- Kemp's Bay
- Coordinates: 24°01′24″N 77°31′57″W﻿ / ﻿24.0232°N 77.5326°W
- Country: Bahamas
- Island: Andros Island
- District: South Andros

Population (2010)
- • Total: 273
- Time zone: UTC-5 (Eastern Time Zone)

= Kemps Bay =

Kemp's Bay is a town on the island of Andros in the Bahamas and, before 1996, was also a district of the Bahamas.

==Former district==
The district consisted of the southern portion of the island. Its population in 2000 was 1,666 – the census recorded exactly equal numbers of males and females. The town had a population of 273 in 2010. New districts were created in Andros in 1996. The district of Kemps Bay was roughly replaced by South Andros.

==Transportation==
The village is served by South Andros Airport.

==Economy==
In 2002, businessmen Miko Maseratti and Michael Wilbanks visited the island and developed a plan to create infrastructure on the island to encourage economic growth.
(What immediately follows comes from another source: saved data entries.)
PR #1310, opened 2026-07-30
[PM-41226] Add access-request and lease sub-clients

Hinton:
## 🎟️ Tracking

https://bitwarden.atlassian.net/browse/PM-41226

## 📔 Objective

Extend the `bitwarden-pam` crate with the **request→activate** leasing surface,
copying the shape of the existing `access_rules` module (client + models + flat
error, with Tsify/`wasm_bindgen` bindings and `mockall` unit tests):

- **`access_requests`** — `AccessRequestsClient` on `PamClient::access_requests()`:
  - `activate(id) -> AccessLeaseView` — activate an approved request, minting the lease
  - `cancel(id)` — cancel the caller's own pending request
  - `get(id)` / `list_mine()` — read the caller's requests
  - `AccessRequestView`, `AccessRequestStatus`
- **`leases`** — `LeasesClient` on `PamClient::leases()`:
  - `list_active()` / `list_mine()` — read the caller's leases
  - `extend(lease_id, request)` — extend an active lease
  - `end(lease_id, request)` — end a lease early (re-lock)
  - `AccessLeaseView`, `AccessLeaseStatus`, `AccessLeaseExtensionRequest`, `AccessLeaseRevokeRequest`
- Shared flat `LeasingError`; new `AccessLeaseId` / `AccessRequestId` newtypes.

Built entirely on bindings already present in `bitwarden-api-api` on `main`
(`access_requests_api`, `leases_api`) — no binding changes in this PR.

**Deliberately not included:** request *creation* (`POST /leases/ciphers/{id}`)
and the per-cipher access-state / pre-check reads. Those depend on the
`cipher_lease_api` binding, which isn't generated into `bitwarden-api-api` yet
and, per repo convention, lands via the bindings-update workflow rather than a
feature PR. Until then, clients keep creating requests over HTTP and can derive
per-cipher state from `leases().list_active()` + `access_requests().list_mine()`.
Human-approval (`decide`) is out of scope for the automatic flow.

Verification: `cargo test -p bitwarden-pam --all-features` (74 pass, 9 new),
clippy/fmt/cargo-sort clean, wasm target compiles, and the generated commercial
`.d.ts` exposes `commercial().pam().access_requests()` / `.leases()` with the
expected view/DTO/status types.

## 🚨 Breaking Changes

None — purely additive to the commercial `bitwarden-pam` crate.

### DIFF
--- a/bitwarden_license/bitwarden-pam/src/access_requests/models.rs
+++ b/bitwarden_license/bitwarden-pam/src/access_requests/models.rs
@@ -1,0 +1,110 @@
+use bitwarden_api_api::models::{
+    AccessRequestDetailsResponseModel, AccessRequestStatus as ApiAccessRequestStatus,
+};
+use bitwarden_collections::collection::CollectionId;
+use bitwarden_core::{OrganizationId, UserId, require};
+use bitwarden_vault::CipherId;
+use chrono::{DateTime, Utc};
+use serde::{Deserialize, Serialize};
+#[cfg(feature = "wasm")]
+use tsify::Tsify;
+
+use crate::{AccessRequestId, AccessRuleId, error::LeasingError};
+
+/// The lifecycle state of an access request.
+///
+/// The automatic (no human approval) path moves `Pending -> Approved -> Activated`; the requester
+/// activates the approved request to mint a lease. `Denied`, `Canceled`, and `Expired` are terminal
+/// states in which no lease exists.
+#[derive(Serialize, Deserialize, Debug, Clone, Copy, PartialEq, Eq)]
+#[cfg_attr(feature = "wasm", derive(Tsify), tsify(into_wasm_abi, from_wasm_abi))]
+#[serde(rename_all = "snake_case")]
+pub enum AccessRequestStatus {
+    /// Awaiting a decision (or, on the automatic path, awaiting the server's auto-approval).
+    Pending,
+    /// Approved but not yet activated; the requester may activate it to mint a lease.
+    Approved,
+    /// Activated - a lease has been minted from this request.
+    Activated,
+    /// Denied by an approver; terminal.
+    Denied,
+    /// Cancelled by the requester before resolution; terminal.
+    Canceled,
+    /// Approved but lapsed before the requester activated it; terminal.
+    Expired,
+    /// A status value this SDK version does not recognize. Kept as a distinct variant so listing
+    /// requests never fails on a newer server's status.
+    Unknown,
+}
+
+impl From<ApiAccessRequestStatus> for AccessRequestStatus {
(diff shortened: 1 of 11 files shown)


bitwarden_license/bitwarden-pam/src/access_requests/models.rs
```diff
@@ -0,0 +1,350 @@
...
+    /// The human approver's email; `None` for an automatic decision, or when the user could not
+    /// be resolved.
+    pub email: Option<String>,
+    /// The optional note the approver left with the decision.
+    pub comment: Option<String>,
+    /// The decision's verdict.
+    pub verdict: AccessDecisionVerdict,
+    /// When the decision was recorded (UTC).
+    pub decided_at: DateTime<Utc>,
+}
```
patriksvensson, line 98: The comment say:

```rust
/// For an [`Automatic`](AccessDeciderKind::Automatic) decision, 
/// `id`, `name`, and `email` are `None`; for a [`Human` 
/// (AccessDeciderKind::Human) decision they carry the 
/// approver's identity,
```

I think it would be better to make this a discriminated union which is more idiomatic to Rust.

```rust
pub enum AccessRequestDecisionView {
  Automatic(...),
  Human(...),
}
```

bitwarden_license/bitwarden-pam/src/leases/client.rs
```diff
@@ -0,0 +1,225 @@
...
+            .collect()
+    }
+
+    /// Extends an active lease, returning the updated originating request.
+    pub async fn extend(
+        &self,
+        lease_id: AccessLeaseId,
+        request: AccessLeaseExtensionRequest,
+    ) -> Result<AccessRequestView, LeasingError> {
+        let response = self
```
patriksvensson, line 63: Should we validate the request here? If someone creates a request with `duration_seconds` set to `-1`, the request will fail.

patriksvensson (commented):
Nothing major, and I'm happy to approve it, but I think it is worth having a discussion about `AccessRequestDecisionView` before so.

bitwarden_license/bitwarden-pam/src/access_requests/models.rs
Hinton: Correct, it ended up being a mix where we keep the struct for the shared fields and move decider into it's own enum.

bitwarden_license/bitwarden-pam/src/leases/client.rs
Hinton: Changed to `NonZeroU32`.

patriksvensson (dismissed):
LGTM 👍

patriksvensson (approved):

PR #1312, opened 2026-07-31
feat: add crypto sync handler crate

quexten:
Adds a new sync handler crate for the cryptographic items. This will be called by the sync implementation on mobile / clients.

This will be used both for the upcoming user-id field work, and also for preventing downgrades by the server to old cryptographic formats.


crates/bitwarden-crypto-sync-handler/Cargo.toml
```diff
@@ -0,0 +1,48 @@
+[package]
+name = "bitwarden-crypto-sync-handler"
+description = """
+temporary sync handler will live in this crate until sync fully moves to the sdk. at that point this logic will be moved over.
```
mzieniukbw: This aligns well with other team's features and crypto segregation. Why not make it permanent crate ?

crates/bitwarden-pm/src/lib.rs
```diff
@@ -85,9 +89,10 @@ impl PasswordManagerClient {
     pub fn new_with_sync(settings: Option<bitwarden_core::ClientSettings>) -> Self {
         let client = Self::new(settings);
 
-        client
-            .sync()
-            .register_sync_handler(Arc::new(FolderSyncHandler::from_client(&client.0)));
+        let sync = client.sync();
+        sync.register_sync_handler(Arc::new(FolderSyncHandler::from_client(&client.0)));
+        #[cfg(not(target_arch = "wasm32"))]
+        sync.register_sync_handler(Arc::new(CryptoSyncHandler::new(client.0.clone())));
```
mzieniukbw, line 94: ❓ Shouldn't this be the very first thing that happens in sync ? If we just rotated some keys it usually goes in pair with other rotated data. It feels natural to be first.

crates/bitwarden-crypto-sync-handler/src/crypto_sync_handler.rs
```diff
@@ -0,0 +1,210 @@
...
+pub struct CryptoSyncUserDecryption {
+    /// Unlock data for accounts that have a master password.
+    #[serde(default, skip_serializing_if = "Option::is_none")]
+    #[cfg_attr(feature = "wasm", tsify(optional))]
+    pub master_password_unlock: Option<MasterPasswordUnlockData>,
+    /// Token allowing unlock after a V1 to V2 upgrade, when one is outstanding.
+    #[serde(default, skip_serializing_if = "Option::is_none")]
+    #[cfg_attr(feature = "wasm", tsify(optional))]
+    pub v2_upgrade_token: Option<V2UpgradeToken>,
+}
```
mzieniukbw, line 61: ❓ What about WebAuthn PRF decryption options ?

crates/bitwarden-crypto-sync-handler/src/crypto_sync_handler.rs
```diff
@@ -0,0 +1,210 @@
...
+    if !state_bridge.is_bridge_registered() {
+        return;
+    }
+
+    match user_decryption.master_password_unlock.as_ref() {
+        Some(master_password_unlock) => {
+            state_bridge
+                .set_masterpassword_unlock_data(master_password_unlock)
+                .await;
+            state_bridge.set_kdf(&master_password_unlock.kdf).await;
```
mzieniukbw: ❓ why do we need separate KDF state ? I thought the idea is to move all individual states into unlock data or authentication data.
If we have to keep it separate for backwards compatibility, could we do that in TS instead ?

crates/bitwarden-crypto-sync-handler/src/crypto_sync_handler.rs
```diff
@@ -0,0 +1,210 @@
...
+        response: &bitwarden_api_api::models::SyncResponseModel,
+    ) -> Result<(), bitwarden_sync::SyncHandlerError> {
+        let user_decryption = response.user_decryption.as_deref();
+
+        let data = CryptoSyncData {
+            user_decryption: user_decryption.map(|d| CryptoSyncUserDecryption {
+                master_password_unlock: d.master_password_unlock.as_deref().and_then(|m| {
+                    MasterPasswordUnlockData::try_from(m)
+                        .inspect_err(|e| {
+                            warn!(error = ?e, "Sync response carried unparseable master password unlock data; treating it as absent")
```
mzieniukbw: ❓ What is the rationale for not aborting this function or even return Err ?
Are we supposed to handle crypto errors gracefully ? With the current implementation, if master password was the only unlock option, we will clear it from state, at which point, user will see blank lock screen, no error. I don't think that's any good.

mzieniukbw (changes requested):

crates/bitwarden-crypto-sync-handler/src/crypto_sync_handler.rs
quexten: I don't think we need a seprate KDF state, but currently clients uses it. I suppose we can drop it in clients completely in the follow-up PR; I'll check if there are any blockers..

quexten: @mzieniukbw While I agree we do not need the KDF state, we currently still need it. There are users that cannot have a masterpassword unlock data because they are TDE users. For these users, we could say "take *any* kdf" when generating their unlock data and setting it when offboarding or force-enabling KDF.

However, these users - TDE users without a MP, and kc users may still use PIN unlock. And pin unlock still uses the old pinkey method on mobile (or at least exposes it via the SDK, I did not check whether it's actually still used). Further, there is the "make_update_password" function, which is used on mobile to update the password. This should be migrated off of because it does not use MP unlock data / authentication data.

I have made a ticket here https://bitwarden.atlassian.net/browse/PM-41408, let's just keep this a port without behavior changes.

crates/bitwarden-pm/src/lib.rs
quexten: Ok, moving to happen first.

crates/bitwarden-crypto-sync-handler/src/crypto_sync_handler.rs
quexten: Initially, this was part of the same PR that adds the key id handling, and it was not needed there. But given that this is split out into a separate PR, it's reasonable to port over all of KM's domain.

Please note I'll keep organizations out for now because it is not entirely clear what we want the storage interface to look like yet, when taking into account v1/v2 orgs. I'd like to keep these out of the state bridge until we know what we want the storage to look like.

crates/bitwarden-crypto-sync-handler/src/crypto_sync_handler.rs
quexten: I'm not entirely sure yet either. If a sync partially has written (i.e lets say a user does a v2 upgrade and has newly encrypted ciphers and keys), and the sync already wrote some of the data to state, then the rest of it fails, that seems like it would cause an issue because we have an inconsistent state.

But maybe, we should divide into two categories of data, critical and non critical. If a cipher is missing from the sync, that seems OK, but if keys are missing, this is an issue. So maybe the pattern should be: Return error and abort sync for critical data like crypto (possibly log out), and ignore / skip for non critical data? What do you think?

mzieniukbw: That make sense. On crypto error during sync, within the core crypto data, the only reasonably, recoverable way out is like you suggest, a log out.
Maybe the definition of recoverable crypto error is: any data, that would prevent unlock and is not recoverable by data recovery tool ?

quexten: Well, there are two cases in which this can happen: Crypto is busted, and server is out of date (self hosted or vaultwarden / other custom server). While we don't support the latter, it does happen evidently by the recent vaultwarden related CS issues.

quexten: It will error now if the data does not parse from the request model.

crates/bitwarden-pm/src/lib.rs
mzieniukbw, line 99: ❓ As Claude already pointed out, we register sync handler in newly built SyncClient, but we don't return it, hence loose all the registrations as soon as we get out of this function.
Do we want to address it now or in later PR stack ?

mzieniukbw (approved):

crates/bitwarden-pm/src/lib.rs
quexten: Right, but that is already the case in `main`. I'm guessing this is done by @bitwarden/team-platform-dev as part of the sdk cli work.

dani-garcia (approved):

willmartian (approved):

Part of the plan included turning grey water into usable water to encourage resort development. Geologists were hired to research the structure as well as city planners were hired for designing however there were no investors at the time and therefore the project was subsequently abandoned.

Kemp's Bay has a grocery, a gas station, and a boat repair shop.

Kemp's Bay is known for its bonefishing and its conch shells. The average shell on the island is the size of an American football. They are large pearly pink and can weigh as much as 15 lb. A traditional island food is the conch. It is a versatile food and can be served fried, in salad, or in soup.

Kemp's Bay has a church and a youth center. There is no economy on the island, therefore many children grow up only to leave the island to seek work.

Homecoming festivals are a period for family island reunions when persons from each island community are encouraged to return to their roots and renew family and community ties. The festival also serves to promote community spirit and offer a venue for exposure to the culture and culinary talents of persons in the community.